__Task objective__:
From the entries, copy every line that carries the string "header".
== Segment start ==
PR #3373, opened 2022-04-05
Tiny header

evandroamaro:
Had the same translation as the small header. Corrected the translation.


ssddanbrown:
Thank you for this @evandroamaro!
== Segment end ==
__Solution to this exercise__:
Tiny header
Had the same translation as the small header. Corrected the translation.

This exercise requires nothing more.